I've tailed logs on all the OpenWRT devices and on my OpenBSD router and nothing has jumped out at me as suspicious. The issue is infrequent enough that it's been low priority to fix, though it frustratingly seems to affect my kids' iPads or my wife's iPhone at the worst possible times. :man_facepalming:

I'm open to all suggestions. I'm hoping someone here might know what's up, or maybe has run into a similar issue and has a fix.

1 Like

Please share cat /etc/config/wireless and opkg list-installed| grep -E 'wolfssl|openssl|mbedtls'

1 Like
root@musubi:~# cat /etc/config/wireless

config wifi-device 'radio0'
        option type 'mac80211'
        option path '1e140000.pcie/pci0000:00/0000:00:01.0/0000:02:00.0'
        option channel '1'
        option band '2g'
        option htmode 'HE20'
        option cell_density '0'

config wifi-iface 'default_radio0'
        option device 'radio0'
        option network 'lan'
        option mode 'ap'
        option ssid 'There'\''s No Place Like ::1'
        option encryption 'psk2'
        option key '██████████████████████████████'
        option ieee80211r '1'
        option mobility_domain '0fe2'
        option ft_over_ds '0'
        option ft_psk_generate_local '1'

config wifi-device 'radio1'
        option type 'mac80211'
        option path '1e140000.pcie/pci0000:00/0000:00:01.0/0000:02:00.0+1'
        option channel '36'
        option band '5g'
        option htmode 'HE80'
        option cell_density '0'

config wifi-iface 'default_radio1'
        option device 'radio1'
        option network 'lan'
        option mode 'ap'
        option ssid 'There'\''s No Place Like ::1'
        option encryption 'psk2'
        option key '██████████████████████████████'
        option ieee80211r '1'
        option mobility_domain '0fe2'
        option ft_over_ds '0'
        option ft_psk_generate_local '1'
        
root@musubi:~# opkg list-installed | grep -E 'wolfssl|openssl|mbedtls'
libmbedtls12 - 2.28.4-1
libustream-mbedtls20201210 - 2023-02-25-498f6e26-1
px5g-mbedtls - 9
1 Like

Are you sure that iOS isn't using some IPv4-only canary domain to determine the online status? My first approach to debug this, would be giving these devices a full dual-stack network for testing (and to avoid potentially conflicting domain filtering for it).
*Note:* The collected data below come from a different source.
PR #4166, opened 2023-04-06
Add networking reference link

ChrisChinchilla:
- addresses https://github.com/docker/docs/issues/16890

**- What I did**

Added a link to `--networking` flag as requested in this issue https://github.com/docker/docs/issues/16890

Made it an "external" link for better usage in multiple locations.

### DIFF
--- a/docs/reference/commandline/build.md
+++ b/docs/reference/commandline/build.md
@@ -29,7 +29,7 @@ Build an image from a Dockerfile
 | `--label`                           | `list`        |           | Set metadata for an image                                         |
 | `-m`, `--memory`                    | `bytes`       | `0`       | Memory limit                                                      |
 | `--memory-swap`                     | `bytes`       | `0`       | Swap limit equal to memory plus swap: -1 to enable unlimited swap |
-| `--network`                         | `string`      | `default` | Set the networking mode for the RUN instructions during build     |
+| [`--network`](#network)             | `string`      | `default` | Set the networking mode for the RUN instructions during build     |
 | `--no-cache`                        |               |           | Do not use cache when building the image                          |
 | `--platform`                        | `string`      |           | Set platform if server is multi-platform capable                  |
 | `--pull`                            |               |           | Always attempt to pull a newer version of the image               |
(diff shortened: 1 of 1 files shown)


akerouanton (approved):
LGTM

docs/reference/commandline/build.md
```diff
@@ -29,7 +29,7 @@ Build an image from a Dockerfile
 | `--label`                           | `list`        |           | Set metadata for an image                                         |
 | `-m`, `--memory`                    | `bytes`       | `0`       | Memory limit                                                      |
 | `--memory-swap`                     | `bytes`       | `0`       | Swap limit equal to memory plus swap: -1 to enable unlimited swap |
-| `--network`                         | `string`      | `default` | Set the networking mode for the RUN instructions during build     |
+| `--network`                         | `string`      | `default` | Set [the networking mode](https://docs.docker.com/network/) for the RUN instructions during build     |
```
thaJeztah, line 32: This table is actually generated from the source code (I thought we had a verify step for this one to check it, but looks like it doesn't flag this 🤔). The table in _markdown_ is only used on GitHub (and generated from the YAML properties on docs.docker.com).

What I think we need here instead is to either add a section for this  option further down (having the right anchor tag to match the flag name), and add the link for details in there, or perhaps we need to add a link to the `buildx build` documentation as alternative link (if that page _does_ have a description).

thaJeztah (changes requested):
left a comment (I can catch up with you if needed)

thaJeztah:
Looks like `buildx build` also doesn't have a flag description for this, so we probably need to add one on this page (or both, if there's differences between BuildKit's support for `--network` and non-buildkit (see https://github.com/moby/moby/issues/40379))


@crazy-max do you know from the top of your head if BuildKit now has full feature-parity on `--network` ?

docs/reference/commandline/build.md
ChrisChinchilla: Hmm, there don't actually appear to be many sections for more explanation in this doc. Is there any reason we can't add links to code comments? Or we'd just rather not?

ChrisChinchilla:
@thaJeztah and @crazy-max Turns out my last change was linking people to the wrong place anyway and digging more into this it seems that `--network` is basically the only non-experimental flag with the build/buildx disparity. So I think this latest change is correct now

thaJeztah:
Rebased, and squashed the commits

thaJeztah (approved):
LGTM if CI is happy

/DISCLAIMER: no personal experience with Apple devices.

1 Like

And there is no wpad-mbedtls installed?
Also please add:

cat /var/run/hostapd-*conf | grep -E '80211w|wnm|bss_transitional'

Similar as @slh, I don't have any Apple device, but I don't remember that some my friends got any wireless issues.
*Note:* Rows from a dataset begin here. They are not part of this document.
PR #2936, opened 2021-01-18
Add --format=json to inspect and list commands

silvin-lubecki:
**- What I did**
* Added a specific format key "json" to the inspector with the same behavior as empty string (outputing json by default). I also set "json" as a default value to all the format flags in inspect commands.
* Added a specific format key "json" to the formatter, that is just an alias to the Golang template `{{json .}}` which outputs the inspected object as pure json.

⚠️ TODO: missing updating the format flag inspect commands help message to add the `"json"` case. 

**- How to verify it**

- For ls commands:
```sh
$ docker context ls --format=json
{"Current":true,"Description":"Current DOCKER_HOST based configuration","DockerEndpoint":"unix:///var/run/docker.sock","KubernetesEndpoint":"https://kubernetes.docker.internal:6443 (default)","Name":"default","StackOrchestrator":"swarm"}
```
- For inspect commands:
```sh
$  docker inspect 14c505d03da8 --format=json
[
    {
        "Id": "14c505d03da83e4d0c33b4cdbd2068429ebac253d2de05530d48918a6bed9782",
        "Created": "2020-11-06T09:44:52.387624Z",
        "Path": "/entrypoint.sh",
        "Args": [
            "/etc/docker/registry/config.yml"
        ],
...
```

**- Description for the changelog**
* Add --format=json to inspect and list commands

**- A picture of a cute animal (not mandatory but encouraged)**
image

PR #4168, opened 2023-04-09
fix docker info, docker version --format=json not outputting json format

thaJeztah:
- relates to https://github.com/docker/cli/pull/2936

### fix docker info --format=json not outputting json format

The --format=json option was added for all inspect commands, but was not implemented for "docker info". This patch implements the missing option.

Before this patch:

    docker info --format=json
    json

With this patch applied:

    docker info --format=json
    {"ID":"80c2f18a-2c88-4e4a-ba69-dca0eea59835","Containers":7,"ContainersRunning":"..."}

### fix docker version --format=json not outputting json format

The `--format=json` option was added for all inspect commands, but was not
implemented for "docker version". This patch implements the missing option.

Before this patch:

    docker version --format=json
    json

With this patch:

    docker version --format=json
    {"Client":{"Platform":{"Name":""},"Version":"24.0.0-dev","ApiVersion":"..."}}


thaJeztah:
@silvin-lubecki @vvoland @laurazard ptal

cli/command/system/version.go
rumpl, line 1: Sneaky little commit that's unrelated :)

cli/command/system/info.go
```diff
@@ -507,6 +506,10 @@ func printServerWarningsLegacy(dockerCli command.Cli, info types.Info) {
 }
 
 func formatInfo(dockerCli command.Cli, info info, format string) error {
+	if format == formatter.JSONFormatKey {
```
rumpl, line 509: This is unfortunate, changing the parameter on fly is not great

cli/command/system/info.go
rumpl, line 1: Don't we want the system info formatting to go to the formatting package?

cli/command/system/info.go
thaJeztah: Yeah, the `system info` printing is quite involved currently. I can use a new variable for it if you prefer but thought to keep it simple (it's not passed by reference in either case, so only used here).

cli/command/system/info.go
thaJeztah: Not sure, we'd have to look. I think there's been some back-and-forth in the past; a single "formatting" package would also have to import all the types used by all objects, so I think it originally was a single package, then got split to each object type. to allow for specific logic for each where needed.

Definitely something to look at what the current state  is, and if things are all in the right place.

cli/command/system/version.go
thaJeztah: 😂 so I thought you meant that JSON file, but it was referring to the "make it a const" commit. I had that in another PR, but doing it later would mean we had more code-churn, as the lines using it are touched by this PR, so I moved it first to prevent that.

rumpl (approved):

cat /var/run/hostapd-*conf | grep -E '80211w|wnm|bss_transitional'

Came back empty.

@slh I've no clue about the canary domain, but even if it were, I don't understand why toggling wifi on/off wouldn't fix that (temporarily) in scenario 1 described above.

What do you mean by "full dual-stack?" One of my iPads is dual-stack right now and I believe it still exhibits the issue (though most of my time is spent on another OpenBSD laptop, so hard to say with certainty).

Dual stack -> ipv4 and ipv6. If you have ipv6 enabled just try to turn off, or disable ULA.

I was thinking,that your issue is, that the 80211w is disabled. If yes, try to enable it as required and check how it's going.

Dual stack -> ipv4 and ipv6.

Yeah, that's what I figured. Guess I got tripped up with the "full" qualifier.

I'll check on 80211w and report back. Just to make sure I'm on the same page, we're talking about this, right?

yes, it is this option.
NOTE: some devices might not connect when "required" is set, but try now if that will help you.

Any recommendations for the timeout values? Or fine to leave at the defaults?

Looks ok.
I don't remember exactly, but ft_over_ds '0' was not working well with some devices, so I changed to 1.
Here is my wireless settings, should be up to date. Just remember to change the timezones if you want to try

Cool, thanks. Ok, I've updated all three APs, but given the inconsistent nature of the issue, think I'm going to have to sit back and wait a week to see if this happens again. :crossed_fingers:

1 Like

@danpawlik Ok, the problem is still here. My wife's iphone wifi dropped last Thursday and my kid's ipad dropped on Saturday. Any other thoughts?

Enable debugging,eg.:

uci set wireless.default_radio0.log_level=1
uci set wireless.default_radio1.log_level=1
uci commit wireless

and send logread | grep -A5 -B5 hostapd

Ok, made those updates, but I don't seem to be able to post the output here as the forum is complaining I'm above the character limit and I don't see an "attachment" button anywhere... so here's a gist: https://gist.github.com/neezer/6a333e121a0d47736f2f96fa60355814

Note that I have three APs named musubi, lily, and gus. The logs for each should be in the same gist.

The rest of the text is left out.